LA VERDAD ES SIMPLE

Alberto Rojo

"Cuando des tu charla, dejá cosas sin aclarar. Si te entienden todo van a pensar que tu resultado es demasiado simple". La consigna circulaba entre los físicos que llegábamos recién graduados a EEUU en los noventa. A varios nos parecía una tración a la honestidad académica pero lo cierto es que no la ignorábamos del todo.

La comunicación cientifica es un difícil balance entre rigor y entretenimiento, entre el amor por compartir historias y una inevitable tentación por el lucimiento intelectual, entre la simplicidad -que al exagerarse trivializa- y la precisión -que al exagerarse confunde-.
El contaminante mayor es la veneración por la complejidad, el prejuicio de que lo profundo sólo es expresable en lenguaje accesible a pocos.  Algunos colegas llegaron a confiarme que si en un seminario entienden todo se impresionan menos; otros llegan a pensar que si entendieron todo es porque ya lo sabían.
  
A propósito de los que se esconden detrás de complejidades innecesarias, el excelente matemático ruso Vladimir Arnold bromea sobre colegas que para "simplificar" la frase "Bob se lavó las manos" dicen algo como "Existe un tiempo T1 <0 tal que la imagen Bob(T1) ante el mapeo natural de T a Bob(T) pertenece al conjunto de gente de manos sucias, y un T2 en el intervalo semiabierto (T1,0] tal que la imagen bajo el mismo mapeo pertenece al complemento del conjunto en cuestión".

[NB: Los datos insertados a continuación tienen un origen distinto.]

PR #1504, opened 2026-03-30
Rewrite Installation page with plugin-first tabbed quick start

lorisleiva:
The current Installation page shows a manual setup with `createSolanaRpc`, `createSolanaRpcSubscriptions`, and `sendAndConfirmTransactionFactory` — code that most developers shouldn't need to write now that Kit Plugins exist. The page needs to lead with the plugin-based client approach.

En el extremo opuesto están los popularizadores innatos (como el genial Richard Feynman) que son capaces -a la manera de Borges según Eugenio Montale- de poner el universo en una caja de fósforos.  Sus explicaciones son prestidigitaciones hipnóticas, tan efectivas que nos dejan la impresión de haber entendido lo que en realidad no entendimos, y leemos de supercuerdas y singularidades y física cuántica con la misma  paradójica facilidad con el que escuchamos la música de Mozart: tan simple para el que la escucha al pasar, tan compleja para el experto.

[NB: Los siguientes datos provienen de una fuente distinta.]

PR #1524, opened 2026-04-07
Add reactive() for pending subscriptions, that returns a reactive store for the subscription

mcintyre94:
#### Summary of Changes

This PR adds an alternative API for RPC subscriptions:

```typescript
const store = rpcSubscriptions.slotNotifications().reactive({ abortSignal: abortController.signal })
```

This returns an object with fields `getState()`, `getError()` and `subscribe()`

- `getState()` returns the latest published value from the subscription, or `undefined` until a value is published
- `getError()` returns the first error from the subscription, or `undefined` if there has not been any error
- `subscribe(listener)`registers a function to be called if either data or an error occurs

Together they enable reactive frameworks to consume subscriptions:, eg react with an error boundary

```typescript
const slot = useSyncExternalStore(store.subscribe, () => {
  if (store.getError()) throw store.getError();
  return store.getState();
});
```

Or without error boundaries:

```typescript
const slot = useSyncExternalStore(store.subscribe, store.getState)
const error = useSyncExternalStore(store.subscribe, store.getError)
```

And svelte:

```typescript
let slot = $state(store.getState());
let error = $state(store.getError());
$effect(() => store.subscribe(() => {
    slot = store.getState();
    error = store.getError();
}));
```

Vanilla JS:

```typescript
store.subscribe(() => {
    if (store.getError()) console.error(store.getError());
    else el.textContent = store.getState().slot;
});
```

It's also compatible with libraries like SWR subscriptions:

```typescript
useSWRSubscription('slot', (key, { next }) => {
    const abortController = new AbortController();
    rpcSubscriptions
        .slotNotifications()
        .reactive({ abortSignal: abortController.signal })
        .then(store => {
            store.subscribe(() => {
                const error = store.getError();
                if (error) next(error);
                else next(null, store.getState());
            });
        });
    return () => abortController.abort();
});
```

Note that we intentionally separate error handling, and `getState()` never throws. This gives consumers maximum flexibility and allows access to the stale latest value while recovering from an error.

This change is purely additive to the existing async generator API for subscriptions, and architecturally lives alongside it as an alternative interface to the `DataPublisher` abstraction. It's intended to make subscriptions easier to use in reactive UIs.

### DIFF
--- a/packages/subscribable/src/reactive-store.ts
+++ b/packages/subscribable/src/reactive-store.ts
@@ -1,0 +1,146 @@
+import { AbortController } from '@solana/event-target-impl';
+
+import { DataPublisher } from './data-publisher';
+
+type Config = Readonly<{
+    /**
+     * Triggering this abort signal will cause the store to stop updating and will disconnect it from
+     * the underlying data publisher.
+     */
+    abortSignal: AbortSignal;
+    /**
+     * Messages from this channel of `dataPublisher` will be used to update the store's state.
+     */
+    dataChannelName: string;
+    // FIXME: It would be nice to be able to constrain the type of `dataPublisher` to one that
+    //        definitely supports the `dataChannelName` and `errorChannelName` channels, and
+    //        furthermore publishes `TData` on the `dataChannelName` channel. This is more difficult
+    //        than it should be: https://tsplay.dev/NlZelW
+    dataPublisher: DataPublisher;
+    /**
+     * Messages from this channel of `dataPublisher` will cause subscribers to be notified without
+     * updating the state, so that they can respond to the error condition.
+     */
+    errorChannelName: string;
+}>;
+
+/**
+ * A reactive store that holds the latest value published to a data channel and allows external
+ * systems to subscribe to changes. Compatible with `useSyncExternalStore`, Svelte stores, Solid's
+ * `from()`, and other reactive primitives that expect a `{ subscribe, getState }` contract.
+ *
+ * @example
+ * ```ts
+ * // React — throw error from snapshot function to surface via Error Boundary
+ * const state = useSyncExternalStore(store.subscribe, () => {
+ *     if (store.getError()) throw store.getError();
+ *     return store.getState();
+ * });
+ *
+ * // Vue — check error reactively in a composable
+ * const data = shallowRef(store.getState());
+ * const error = shallowRef(store.getError());
+ * store.subscribe(() => {
+ *     data.value = store.getState();
+ *     error.value = store.getError();
+ * });
+ * ```
+ *
+ * @see {@link createReactiveStoreFromDataPublisher}
+ */
+export type ReactiveStore<T> = {
+    /**
+     * Returns the error published to the error channel, or `undefined` if no error has occurred.
+     * Once set, the error is preserved — subsequent errors do not overwrite it.
+     */
+    getError(): unknown;
+    /**
+     * Returns the most recent value published to the data channel, or `undefined` if no
+     * notification has arrived yet. On error, continues to return the last known value.
+     */
+    getState(): T | undefined;
+    /**
+     * Registers a callback to be called whenever the state changes or an error is received.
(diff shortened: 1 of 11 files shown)


mcintyre94:
* **#1524** <a href="https://app.graphite.com/github/pr/anza-xyz/kit/1524?utm_source=stack-comment-icon" target="_blank">Graphite</a>: 2  dependent PRs ([#1525](https://github.com/anza-xyz/kit/pull/1525) <a href="https://app.graphite.com/github/pr/anza-xyz/kit/1525?utm_source=stack-comment-icon" target="_blank">Graphite</a>, [#1528](https://github.com/anza-xyz/kit/pull/1528) <a href="https://app.graphite.com/github/pr/anza-xyz/kit/1528?utm_source=stack-comment-icon" target="_blank">Graphite</a>) 👈 <a href="https://app.graphite.com/github/pr/anza-xyz/kit/1524?utm_source=stack-comment-view-in-graphite" target="_blank">(View in Graphite)</a>
* `main`


<h2></h2>

packages/subscribable/src/reactive-store.ts
```diff
@@ -0,0 +1,146 @@
...
+        data => {
+            currentState = data as TData;
+            subscribers.forEach(cb => cb());
+        },
+        options,
+    );
+    dataPublisher.on(
+        errorChannelName,
+        err => {
+            if (currentError !== undefined) return;
```
lorisleiva, line 123: That's the only part of this design I'm not entirely sure about as it introduces a different behaviour than the underlying data emitter. That being said, I believe this is how the async generator behaves, that is once the first error is thrown, we leave the for-loop and therefore stop subscribing. Although here we technically allow the user to ignore these errors by only relying on `getState` if they want to. Therefore I wonder if we should have `getError` return the latest error thrown instead of the first one?

I don't feel too strongly about that, I just want to make sure we don't end up in a situation where the user keeps reading data from the publisher despite some earlier errors and later on the user being confused about `getError()` not reflecting what they would expect because we only kept the first error.

lorisleiva (approved):
This is amazing! And so much cleaner than what I thought it was going to be. Just left a comment on the error handling side but happy to merge as-is.

packages/subscribable/src/reactive-store.ts
mcintyre94: So the actual design decision here is to match the async generator and abort on the first error, in this block we do `abortController.abort(err)`. That's the signal that's passed to `dataPublisher.on` (as options), which passes it to `addEventListener`, so we get unsubscribed when it aborts there. So the consumer can't stay subscribed and keep reading `getState`, the subscriptions are ended on this first error. 

The check there is just defensive against a race condition/edge case where another error gets published during that tear down. I suspect it's actually redundant because unsubscribing event listeners should probably be synchronous, but probably worth keeping just in case.

I think we could design this to be recoverable and not tear everything down on the first error, but it gets really tricky to reason about the different combinations of fresh/stale data/errors. I think something like a resubscribe on error wrapper would be better if we wanted to support that use case.

So the current design when we get an error is that we persist that error, unsubscribe our listeners, and then notify our subscribers. This is the last time we'll notify them because our listeners have gone. If they call `getState()` they'll get the last data (if any ever published) and when they call `getError()` they'll get the error.

lorisleiva: Oh gotcha that makes a lot more sense. It didn't click with me that, after the first error, we would abort the whole thing and therefore unsubscribe from the transport anyway. Then I think you design is perfect.

mcintyre94:
### Merge activity

* **Apr 8, 1:12 PM UTC**: A user started a stack merge that includes this pull request via [Graphite](https://app.graphite.com/github/pr/anza-xyz/kit/1524).
* **Apr 8, 1:12 PM UTC**: @mcintyre94 merged this pull request with [Graphite](https://app.graphite.com/github/pr/anza-xyz/kit/1524).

Quizá sea cierto que la jerga es necesaria y que la sobresimplificación puede llevarse consigo la esencia de lo explicado, como si con el agua de la bañera tiráramos también al bebé. Pero también es cierto que hay ideas profundas que pueden comunicarse al público en lenguaje accesible sin sacrificar nada de esa esencia.  Pienso en El Origen de las Especies, donde Darwin comunica un hallazgo original en un texto escrito para una audiencia masiva, y en los Diálogos sobre los Sistemas Máximos del Mundo, donde Galileo presenta resultados originales en un lenguaje accesible, en italiano y no en latín, como se escribían entonces los trabajos especializados. Galileo mismo explica, en una carta a Paolo Gualdo en 1612, su decisión de escribir en lenguaje popular para alentar a la gente a pensar por su cuenta y, según el historiador Reinhard Bendix, para evitarles la intimidación de la autoridad religiosa (algo que le costó caro, pero eso es otra historia).

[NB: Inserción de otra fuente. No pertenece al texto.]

PR #1525, opened 2026-04-07
Add a subscription for current slot to example react app

mcintyre94:
#### Summary of Changes

This PR updates the react example app to include a component that subscribes to the `slotSubscriptions` RPC subscription method, and displays the current slot. Simple example to demonstrate the new reactive API for subscriptions.

### DIFF
--- a/examples/react-app/package.json
+++ b/examples/react-app/package.json
@@ -34,8 +34,8 @@
         "@vitejs/plugin-react-swc": "^4.2.3",
         "eslint": "^9.39.2",
         "eslint-plugin-react-refresh": "^0.5.2",
-        "jest": "^30.0.0-alpha.6",
         "globals": "^17.3.0",
+        "jest": "^30.0.0-alpha.6",
         "vite": "^7.3.1"
     }
 }
--- a/examples/react-app/src/components/SlotIndicator.tsx
+++ b/examples/react-app/src/components/SlotIndicator.tsx
@@ -1,0 +1,61 @@
+import { Link, Text } from '@radix-ui/themes';
+import { useContext, useEffect, useState, useSyncExternalStore } from 'react';
+
+import { ChainContext } from '../context/ChainContext';
+import { RpcContext } from '../context/RpcContext';
+
+type SlotNotification = Readonly<{
+    parent: bigint;
+    root: bigint;
+    slot: bigint;
+}>;
+
+type ReactiveStore<T> = {
+    getError(): unknown;
+    getState(): T | undefined;
+    subscribe(callback: () => void): () => void;
+};
+
+function createNoopStore(error?: unknown): ReactiveStore<SlotNotification> {
+    return {
+        getError: () => error,
+        getState: () => undefined,
+        subscribe: () => () => { },
+    };
+}
+
+const slotFormatter = new Intl.NumberFormat();
+
+export function SlotIndicator() {
+    const { rpcSubscriptions } = useContext(RpcContext);
+    const { chain, solanaExplorerClusterName } = useContext(ChainContext);
+    const [store, setStore] = useState<ReactiveStore<SlotNotification>>(createNoopStore);
+
+    useEffect(() => {
+        const abortController = new AbortController();
+        rpcSubscriptions
+            .slotNotifications()
+            .reactive({ abortSignal: abortController.signal })
+            .then(setStore)
+            .catch(e => setStore(createNoopStore(e)));
+        return () => abortController.abort();
+    }, [rpcSubscriptions, chain]);
+
+    const slot = useSyncExternalStore(store.subscribe, () => {
+        if (store.getError()) throw store.getError();
+        return store.getState();
+    });
+
+    if (!slot) {
+        return <Text>{'\u2013'}</Text>;
+    }
+
+    return (
+        <Link
+            href={`https://explorer.solana.com/block/${slot.slot}?cluster=${solanaExplorerClusterName}`}
+            target="_blank"
+        >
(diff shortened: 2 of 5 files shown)


mcintyre94:
* **#1525** <a href="https://app.graphite.com/github/pr/anza-xyz/kit/1525?utm_source=stack-comment-icon" target="_blank">Graphite</a> 👈 <a href="https://app.graphite.com/github/pr/anza-xyz/kit/1525?utm_source=stack-comment-view-in-graphite" target="_blank">(View in Graphite)</a>
* **#1524** <a href="https://app.graphite.com/github/pr/anza-xyz/kit/1524?utm_source=stack-comment-icon" target="_blank">Graphite</a>: 1 other dependent PR ([#1528](https://github.com/anza-xyz/kit/pull/1528) <a href="https://app.graphite.com/github/pr/anza-xyz/kit/1528?utm_source=stack-comment-icon" target="_blank">Graphite</a>)
* `main`


<h2></h2>

examples/react-app/package.json
```diff
@@ -19,6 +19,7 @@
         "@solana-program/system": "^0.12.0",
         "@solana/kit": "workspace:*",
         "@solana/react": "workspace:*",
+        "@solana/subscribable": "workspace:*",
```
mcintyre94: Just to flag - this is because the `ReactiveStore` type is in `subscribable` and we don't re-export that from Kit  
  
I think this is probably ok, this dependency would be in a react helper library rather than apps for the most part, and doesn't necessarily feel core. But we could re-export `subscribable` (just this type from it?) if we want to, I don't have a strong view either way

examples/react-app/src/components/SlotIndicator.tsx
```diff
@@ -0,0 +1,40 @@
...
+            .slotNotifications()
+            .reactive({ abortSignal: abortController.signal })
+            .then(setStore);
+        return () => abortController.abort();
+    }, [rpcSubscriptions, chain]);
+
+    const slot = useSyncExternalStore(store.subscribe, () => {
+        if (store.getError()) throw store.getError();
+        return store.getState();
+    });
```
mcintyre94: In reality I'd expect everything here (including `NOOP_STORE` to be in a helper library that just exposes `slot` as `useSlotSubscription` or something like that

examples/react-app/src/components/SlotIndicator.tsx
```diff
@@ -0,0 +1,56 @@
...
+        rpcSubscriptions
+            .slotNotifications()
+            .reactive({ abortSignal: abortController.signal })
+            .then(setStore)
+            .catch(e => setStore(createNoopStore(e)));
+        return () => abortController.abort();
+    }, [rpcSubscriptions, chain]);
+
+    const slot = useSyncExternalStore(store.subscribe, () => {
+        if (store.getError()) throw store.getError();
```
lorisleiva, line 45: So if the publisher throws an error, this whole component throws right? Is the idea that users can wrap this component in some of generic retry component if needed?

examples/react-app/package.json
lorisleiva: I don't mind too much. Since this is just a type though could we need get it via some `typeof` references?

examples/react-app/src/components/SlotIndicator.tsx
lorisleiva: Yeah we could even have a generic react hook like `useRpcNotification(rpcSubscriptions.slotNotifications())` which all the specific hook (e.g. `useSlotSubscription`) could use internally to make them one-liners.

lorisleiva (approved):
Nice! Thanks for adding a concrete example.

examples/react-app/src/components/SlotIndicator.tsx
mcintyre94: In this example yep the component throws. You could wrap it in a retry component, in this example we just wrap it in a React error boundary:

```
<ErrorBoundary fallback={<Text>&ndash;</Text>} key={chain}>
  <SlotIndicator />
</ErrorBoundary>
```

Without something like error boundaries you'd probably want a wrapper that separately tracks `getState` and `getError` but that'd be framework-specific.

examples/react-app/src/components/SlotIndicator.tsx
mcintyre94: Agreed - and all of that would be genuinely react-specific logic, so it feels like we have the right boundary here.

examples/react-app/package.json
mcintyre94: I've just inlined the type for now, since we have it with `createNoopStore` anyway. We can figure out if it should be exported from Kit later, easy enough to do if we want to.

examples/react-app/src/components/SlotIndicator.tsx
lorisleiva: Actually it might be best to accept a `ReactiveStore` from that hook (e.g. `useReactiveStore`) so that we can also plug your higher level `createReactiveStoreFromRpcAndRpcSubscriptions` helper into it.

mcintyre94:
### Merge activity

* **Apr 8, 1:12 PM UTC**: A user started a stack merge that includes this pull request via [Graphite](https://app.graphite.com/github/pr/anza-xyz/kit/1525).
* **Apr 8, 1:14 PM UTC**: [Graphite](https://app.graphite.com/github/pr/anza-xyz/kit/1525) rebased this pull request as part of a merge.
* **Apr 8, 1:24 PM UTC**: @mcintyre94 merged this pull request with [Graphite](https://app.graphite.com/github/pr/anza-xyz/kit/1525).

La jerga se justifica sólo si se persigue una burbuja semántica que nos separe del resto. Los presos tienen el "tumbero" (en las cárceles, "sentarse" y "tomar asiento", me dicen, significan cosas muy distintas), los locutores disponen de acentuación propia (ministro de "edúcación", "kilometrós" por hora, copa "Libértadores") y hay quienes llaman "cefalea" al mundano dolor de cabeza.  Pero la ciencia busca resolver problemas y, ante todo, claridad; Dios nos libre de los meros "conocedores de frases y de modales de la jerga fulera del arrabal".